(Collected data)
= Beginning of Section =

PR #207, opened 2023-03-27
Add benchmark for sponge gadget

### LINKED ISSUE #206: Add benchmarks for poseidon sponge
#### Summary
Add benchmarks for the sponge gadget proof creation and verification.

Same structure as the merkle opening benchmarks.

#### Additional context
N/A

moCello:
Resolves #206

### DIFF
--- a/benches/sponge.rs
+++ b/benches/sponge.rs
@@ -1,0 +1,96 @@
+// This Source Code Form is subject to the terms of the Mozilla Public
+// License, v. 2.0. If a copy of the MPL was not distributed with this
+// file, You can obtain one at http://mozilla.org/MPL/2.0/.
+//
+// Copyright (c) DUSK NETWORK. All rights reserved.
+
+use criterion::{black_box, criterion_group, criterion_main, Criterion};
+use dusk_hades::WIDTH;
+use dusk_plonk::prelude::*;
+use rand::rngs::StdRng;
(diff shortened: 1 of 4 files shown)


ureeves (approved):
LGTM but... could you post the results? 😊

moCello:
> LGTM but... could you post the results?

Sure! I thought the benchmarks are more of a preemptive measurement so we have a way to measure future changes by running them locally before and after the change.

Where would you like to have the results posted? Is it something that you think should be in the README?

benches/sponge.rs
```diff
@@ -0,0 +1,103 @@
...
+    let circuit = SpongeCircuit::new(message);
+
+    // Benchmark sponge native
+    c.bench_function("sponge native", |b| {
+        b.iter(|| {
+            dusk_poseidon::sponge::hash(black_box(&circuit.message));
+        })
+    });
+
+    // Benchmark circuit compilation
```
xevisalle, line 71: I don't think it is useful to benchmark the compilation, plus, it'll take more time to run the benchmarks.

xevisalle (approved):
LGTM with a nit commented in the code.

benches/sponge.rs
moCello: opened issue #209 for this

= End of Section =

▶ _Assignment_: The full set of entries above needs to be restated word for word.

▶ _Written response_:
PR #207, opened 2023-03-27
Add benchmark for sponge gadget

### LINKED ISSUE #206: Add benchmarks for poseidon sponge
#### Summary
Add benchmarks for the sponge gadget proof creation and verification.

Same structure as the merkle opening benchmarks.

#### Additional context
N/A

moCello:
Resolves #206

### DIFF
--- a/benches/sponge.rs
+++ b/benches/sponge.rs
@@ -1,0 +1,96 @@
+// This Source Code Form is subject to the terms of the Mozilla Public
+// License, v. 2.0. If a copy of the MPL was not distributed with this
+// file, You can obtain one at http://mozilla.org/MPL/2.0/.
+//
+// Copyright (c) DUSK NETWORK. All rights reserved.
+
+use criterion::{black_box, criterion_group, criterion_main, Criterion};
+use dusk_hades::WIDTH;
+use dusk_plonk::prelude::*;
+use rand::rngs::StdRng;
(diff shortened: 1 of 4 files shown)


ureeves (approved):
LGTM but... could you post the results? 😊

moCello:
> LGTM but... could you post the results?

Sure! I thought the benchmarks are more of a preemptive measurement so we have a way to measure future changes by running them locally before and after the change.

Where would you like to have the results posted? Is it something that you think should be in the README?

benches/sponge.rs
```diff
@@ -0,0 +1,103 @@
...
+    let circuit = SpongeCircuit::new(message);
+
+    // Benchmark sponge native
+    c.bench_function("sponge native", |b| {
+        b.iter(|| {
+            dusk_poseidon::sponge::hash(black_box(&circuit.message));
+        })
+    });
+
+    // Benchmark circuit compilation
```
xevisalle, line 71: I don't think it is useful to benchmark the compilation, plus, it'll take more time to run the benchmarks.

xevisalle (approved):
LGTM with a nit commented in the code.

benches/sponge.rs
moCello: opened issue #209 for this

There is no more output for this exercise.